- [TASK PROMPT]: Below are lines of data; restate word for word those running from the line containing "- [x] https://github.com/eclipse/che/pull/15642" to the line containing "I've pushed a", inclusive, and no others.

-- DATA LISTING follows --

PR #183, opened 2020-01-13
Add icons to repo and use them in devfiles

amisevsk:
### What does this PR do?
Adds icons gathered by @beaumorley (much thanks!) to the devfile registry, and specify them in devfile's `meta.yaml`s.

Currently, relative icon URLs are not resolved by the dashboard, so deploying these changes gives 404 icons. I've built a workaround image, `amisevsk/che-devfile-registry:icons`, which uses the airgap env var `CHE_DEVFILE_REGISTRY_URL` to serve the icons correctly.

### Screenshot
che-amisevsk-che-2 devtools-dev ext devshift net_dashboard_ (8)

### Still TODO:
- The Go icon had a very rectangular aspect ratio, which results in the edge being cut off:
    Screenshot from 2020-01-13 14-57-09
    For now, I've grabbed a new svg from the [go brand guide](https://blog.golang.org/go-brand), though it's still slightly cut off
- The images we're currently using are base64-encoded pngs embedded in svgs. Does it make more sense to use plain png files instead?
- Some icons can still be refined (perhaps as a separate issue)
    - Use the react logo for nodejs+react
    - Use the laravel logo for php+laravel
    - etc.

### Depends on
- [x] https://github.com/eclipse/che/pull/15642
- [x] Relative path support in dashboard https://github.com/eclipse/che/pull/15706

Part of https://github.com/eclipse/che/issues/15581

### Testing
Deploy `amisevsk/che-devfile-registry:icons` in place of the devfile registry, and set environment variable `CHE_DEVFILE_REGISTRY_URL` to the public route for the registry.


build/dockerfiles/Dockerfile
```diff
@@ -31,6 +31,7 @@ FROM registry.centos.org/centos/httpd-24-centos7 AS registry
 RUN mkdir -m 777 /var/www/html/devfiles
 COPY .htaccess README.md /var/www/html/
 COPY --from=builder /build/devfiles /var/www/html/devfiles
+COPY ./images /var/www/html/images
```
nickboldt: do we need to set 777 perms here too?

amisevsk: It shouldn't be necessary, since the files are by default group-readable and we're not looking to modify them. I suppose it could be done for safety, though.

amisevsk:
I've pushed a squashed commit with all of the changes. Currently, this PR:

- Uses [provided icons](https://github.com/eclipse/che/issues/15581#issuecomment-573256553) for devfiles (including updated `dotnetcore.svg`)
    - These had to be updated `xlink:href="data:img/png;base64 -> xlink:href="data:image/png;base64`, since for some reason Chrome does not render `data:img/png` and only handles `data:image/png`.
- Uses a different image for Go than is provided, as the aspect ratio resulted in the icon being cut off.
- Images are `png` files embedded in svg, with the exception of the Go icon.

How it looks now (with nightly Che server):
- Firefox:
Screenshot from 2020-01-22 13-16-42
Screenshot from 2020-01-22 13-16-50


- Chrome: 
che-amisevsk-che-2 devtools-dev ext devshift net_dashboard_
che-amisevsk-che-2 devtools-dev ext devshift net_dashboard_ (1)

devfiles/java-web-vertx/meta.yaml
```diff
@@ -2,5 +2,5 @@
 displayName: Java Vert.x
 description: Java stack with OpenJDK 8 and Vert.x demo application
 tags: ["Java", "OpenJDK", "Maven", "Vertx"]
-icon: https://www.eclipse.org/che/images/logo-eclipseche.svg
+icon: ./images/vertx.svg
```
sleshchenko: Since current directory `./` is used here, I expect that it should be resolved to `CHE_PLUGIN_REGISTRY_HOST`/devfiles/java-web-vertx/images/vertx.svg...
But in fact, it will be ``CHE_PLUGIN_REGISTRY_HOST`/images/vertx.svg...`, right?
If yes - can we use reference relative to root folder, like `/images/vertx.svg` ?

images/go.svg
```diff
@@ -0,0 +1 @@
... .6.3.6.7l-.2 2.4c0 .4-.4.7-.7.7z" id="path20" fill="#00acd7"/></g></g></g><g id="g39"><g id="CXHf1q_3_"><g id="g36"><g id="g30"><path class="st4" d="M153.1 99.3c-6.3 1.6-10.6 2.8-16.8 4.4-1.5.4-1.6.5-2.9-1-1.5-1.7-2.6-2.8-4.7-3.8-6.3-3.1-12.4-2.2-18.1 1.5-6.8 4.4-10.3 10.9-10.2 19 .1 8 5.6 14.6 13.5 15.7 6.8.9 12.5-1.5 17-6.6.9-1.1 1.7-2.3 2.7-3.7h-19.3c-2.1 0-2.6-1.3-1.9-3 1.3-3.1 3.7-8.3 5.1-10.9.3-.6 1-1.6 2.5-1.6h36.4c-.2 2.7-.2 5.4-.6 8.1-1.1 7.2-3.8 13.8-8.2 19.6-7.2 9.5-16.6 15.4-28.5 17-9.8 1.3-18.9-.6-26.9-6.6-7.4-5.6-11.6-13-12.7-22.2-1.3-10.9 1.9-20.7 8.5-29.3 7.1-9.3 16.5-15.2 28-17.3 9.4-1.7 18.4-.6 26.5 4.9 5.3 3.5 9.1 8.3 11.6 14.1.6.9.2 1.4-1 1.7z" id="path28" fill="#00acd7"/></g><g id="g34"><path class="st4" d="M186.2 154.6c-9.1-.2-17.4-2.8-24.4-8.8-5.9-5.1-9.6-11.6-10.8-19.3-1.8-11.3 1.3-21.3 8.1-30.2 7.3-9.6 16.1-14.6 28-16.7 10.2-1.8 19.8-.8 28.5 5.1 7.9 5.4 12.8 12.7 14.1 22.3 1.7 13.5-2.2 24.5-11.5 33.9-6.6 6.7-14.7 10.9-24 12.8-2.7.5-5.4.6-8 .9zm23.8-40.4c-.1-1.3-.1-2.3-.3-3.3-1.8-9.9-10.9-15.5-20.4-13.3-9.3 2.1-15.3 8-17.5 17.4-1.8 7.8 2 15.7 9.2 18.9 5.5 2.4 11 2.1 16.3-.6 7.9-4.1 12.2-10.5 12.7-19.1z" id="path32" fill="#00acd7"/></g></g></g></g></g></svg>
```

-- DATA LISTING concluded --

- [ANSWER SPACE]:
- [x] https://github.com/eclipse/che/pull/15642
- [x] Relative path support in dashboard https://github.com/eclipse/che/pull/15706

Part of https://github.com/eclipse/che/issues/15581

### Testing
Deploy `amisevsk/che-devfile-registry:icons` in place of the devfile registry, and set environment variable `CHE_DEVFILE_REGISTRY_URL` to the public route for the registry.


build/dockerfiles/Dockerfile
```diff
@@ -31,6 +31,7 @@ FROM registry.centos.org/centos/httpd-24-centos7 AS registry
 RUN mkdir -m 777 /var/www/html/devfiles
 COPY .htaccess README.md /var/www/html/
 COPY --from=builder /build/devfiles /var/www/html/devfiles
+COPY ./images /var/www/html/images
```
nickboldt: do we need to set 777 perms here too?

amisevsk: It shouldn't be necessary, since the files are by default group-readable and we're not looking to modify them. I suppose it could be done for safety, though.

amisevsk:
I've pushed a squashed commit with all of the changes. Currently, this PR:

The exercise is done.